= Wixen Music Publishing =

American music publishing company

Wixen Music Publishing, Inc., formerly known as Backlash Enterprises, Inc., is an independent American music publishing company founded in 1979 by Randall Wixen. The company is headquartered in Calabasas, California. The company provides music publishing administration, copyright management, and royalty compliance services.

==History==
Wixen Music Publishing, Inc. was formed in 1979 as Backlash Enterprises by Randall Wixen.
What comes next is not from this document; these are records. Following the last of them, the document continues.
PR #389, opened 2018-12-07
Fix catch_error exit in safeq

balcirakpeter:
- problem: When Ldifdiff failed, safeq script did not terminate as it supposed to.
           Reason for this behaviour was pipe, which was used after Ldifdif script.
           Instead of terminating the whole script, exit status was captured by the pipe.
- change:  Ldifdiff result is send to temporary file.
	   Next command reads data from this file instead of getting them trough pipe.
- result:  When Ldifdiff fails, the whole script terminate.
	   If the Ldifdiff pass, result is stored in temporary file, which is read by next command.

### DIFF
--- a/send/safeq
+++ b/send/safeq
@@ -102,7 +102,8 @@ OLD_FILE="$DESTINATION_DIR/safeq-content.ldif"
 SINFILE=`mktemp --tmpdir=/tmp sorted-safeq-XXXXXX.ldif`
 S_OLD_FILE=`mktemp --tmpdir=/tmp sorted-safeq-old-XXXXXXX.ldif`
 
-FINAL=`mktemp safeq-final-XXXXXX.ldif`
+LDIF=`mktemp --tmpdir=/tmp safeq-ldif-XXXXXXX.ldif`
+FINAL=`mktemp --tmpdir=/tmp safeq-final-XXXXXX.ldif`
 
 if test -s "$OLD_FILE"; then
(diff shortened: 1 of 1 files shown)


zlamalp:
@licehammer can you please look at this. It helps safeq to prevent sending out malformed LDIF if sorting and diffing fails for some reason.

send/safeq
```diff
@@ -112,7 +113,8 @@ if test -s "$OLD_FILE"; then
 	catch_error E_LDIFSORT_FILE $LDIFSORT -k dn $INFILE >$SINFILE
 
 	# DIFF LDIFs
-	catch_error E_LDIFDIFF_FILE $LDIFDIFF -k dn $SINFILE $S_OLD_FILE | sed '1,1{/^$/d; }; /^[^ ].*/N; s/\n //g' | $SAFEQ_LDIF_SORT > "$FINAL"
+	catch_error E_LDIFDIFF_FILE $LDIFDIFF -k dn $SINFILE $S_OLD_FILE > $LDIF
+	sed '1,1{/^$/d; }; /^[^ ].*/N; s/\n //g' $LDIF > $SAFEQ_LDIF_SORT > "$FINAL"
```
licehammer:
```suggestion
	sed '1,1{/^$/d; }; /^[^ ].*/N; s/\n //g' $LDIF | $SAFEQ_LDIF_SORT > "$FINAL"
```

PR #390, opened 2019-01-07
Relation type updated in vsup_ifis service

zlamalp:
- We now use "EXT" for external users in vsup_ifis service. It`s now
  the same as in other services. We now also have only one type of
  external users -> teaching staff (constant used for DB inserts).


stavamichal:
This logic will be skipped. There is no interest in it.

The company was renamed Backlash Enterprises, Inc., in 1984, and Wixen Music Publishing, Inc., in 1990.

==Services==
Wixen Music Publishing, Inc. offers a range of services to songwriters and music publishers, including music publishing administration, licensing, and royalty management.

Wixen Music Publishing, Inc. has represented over 4000 songwriters, composers, bands, and recording artists from all genres, including renowned names such as Tom Petty, Barry Mann and Cynthia Weil, the Black Keys, Journey, the Heartbreakers, Missy Elliott, Sturgill Simpson, The Beach Boys, Rage Against the Machine, Sonny Bono, Al Green, Styx, George Harrison, and Carlos Santana.

==Litigations==
In December 2017, Wixen Music Publishing filed a $1.6 billion copyright infringement lawsuit against Spotify, alleging that the streaming service used over 2,000 songs from its catalog without mechanical licenses. In December 2018, Wixen Music Publishing, Inc. amicably resolved and dismissed the suit.